PR #2047, opened 2025-02-21
Be more strict and prevent incomplete patterns

### LINKED ISSUE #1681: Be more strict and prevent incomplete patterns
Currently, we have the `-Wincomplete-patterns` flag, which results in easily overlooked warnings.
Can we convert this to a compiler error instead?

amitaibu:
fixes #1681

### DIFF
--- a/.ghci
+++ b/.ghci
@@ -44,6 +44,7 @@
 :set -XDeepSubsumption
 :set -XOverloadedRecordDot
 :set -Werror=missing-fields
+:set -Werror=incomplete-patterns
 :set -fwarn-incomplete-patterns
 :set -Wno-ambiguous-fields
 :set -O0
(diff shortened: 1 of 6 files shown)


amitaibu:
I didn't get any error when running `devenv up` locally—it's as if it doesn't have any effect. Let's see if GH actions will get an error.

amitaibu:
@mpscholten Errors on GH actions don't seem to be related.

image


I believe it's coming from `master`, but I don't understand why it sometimes works on `master` and sometimes doesn't.

mpscholten:
For it to work inside the app itself we need to add it to https://github.com/digitallyinduced/ihp/blob/master/ihp-ide/lib/IHP/applicationGhciConfig aswell 👍

mpscholten:
I tried to reproduce the tests error but it works locally when checking out this branch. So let's ignore that for now

mpscholten:
@georgefst agree 👍

mpscholten:
the world has changed a lot since this PR was created. With agents doing most of the work now we should have this enabled by default in IHP apps. So I created a new a PR for this

PR #2052, opened 2025-03-05
Show routing error only on DEV mode

### LINKED ISSUE #2051: Don't leak IHP related info in Production error messages
Image

I think we can keep the upper and lower part, but we shouldn't show the `Routing failed with: NoConstructorMatched {expectedType = "IHP.ModelSupport.Id'", value = Nothing, field = "lmActivityId"}`, since:

1. It's to technical for any end user
2. We shouldn't expose internal structures

Code is coming from here

https://github.com/digitallyinduced/ihp/blob/033293fd9dcea635e2af40ab86986c822b296ac6/IHP/ErrorController.hs#L330

amitaibu:
fixes #2051

| Dev | Production |
| -- | -- |
| image | image |

### DIFF
--- a/IHP/ErrorController.hs
+++ b/IHP/ErrorController.hs
@@ -326,16 +326,16 @@ handleRouterException exception request respond =
     let ?context = ?applicationContext
     in case fromException exception of
         Just Router.NoConstructorMatched { expectedType, value, field } -> do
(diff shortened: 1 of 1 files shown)


mpscholten (approved):

mpscholten:
Thanks 👍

---------------

# Exercise directions
Every entry needs to be written out again, exactly as given.

# Output of the exercise
PR #2047, opened 2025-02-21
Be more strict and prevent incomplete patterns

### LINKED ISSUE #1681: Be more strict and prevent incomplete patterns
Currently, we have the `-Wincomplete-patterns` flag, which results in easily overlooked warnings.
Can we convert this to a compiler error instead?

amitaibu:
fixes #1681

### DIFF
--- a/.ghci
+++ b/.ghci
@@ -44,6 +44,7 @@
 :set -XDeepSubsumption
 :set -XOverloadedRecordDot
 :set -Werror=missing-fields
+:set -Werror=incomplete-patterns
 :set -fwarn-incomplete-patterns
 :set -Wno-ambiguous-fields
 :set -O0
(diff shortened: 1 of 6 files shown)


amitaibu:
I didn't get any error when running `devenv up` locally—it's as if it doesn't have any effect. Let's see if GH actions will get an error.

amitaibu:
@mpscholten Errors on GH actions don't seem to be related.

image


I believe it's coming from `master`, but I don't understand why it sometimes works on `master` and sometimes doesn't.

mpscholten:
For it to work inside the app itself we need to add it to https://github.com/digitallyinduced/ihp/blob/master/ihp-ide/lib/IHP/applicationGhciConfig aswell 👍

mpscholten:
I tried to reproduce the tests error but it works locally when checking out this branch. So let's ignore that for now

mpscholten:
@georgefst agree 👍

mpscholten:
the world has changed a lot since this PR was created. With agents doing most of the work now we should have this enabled by default in IHP apps. So I created a new a PR for this

PR #2052, opened 2025-03-05
Show routing error only on DEV mode

### LINKED ISSUE #2051: Don't leak IHP related info in Production error messages
Image

I think we can keep the upper and lower part, but we shouldn't show the `Routing failed with: NoConstructorMatched {expectedType = "IHP.ModelSupport.Id'", value = Nothing, field = "lmActivityId"}`, since:

1. It's to technical for any end user
2. We shouldn't expose internal structures

Code is coming from here

https://github.com/digitallyinduced/ihp/blob/033293fd9dcea635e2af40ab86986c822b296ac6/IHP/ErrorController.hs#L330

amitaibu:
fixes #2051

| Dev | Production |
| -- | -- |
| image | image |

### DIFF
--- a/IHP/ErrorController.hs
+++ b/IHP/ErrorController.hs
@@ -326,16 +326,16 @@ handleRouterException exception request respond =
     let ?context = ?applicationContext
     in case fromException exception of
         Just Router.NoConstructorMatched { expectedType, value, field } -> do
(diff shortened: 1 of 1 files shown)


mpscholten (approved):

mpscholten:
Thanks 👍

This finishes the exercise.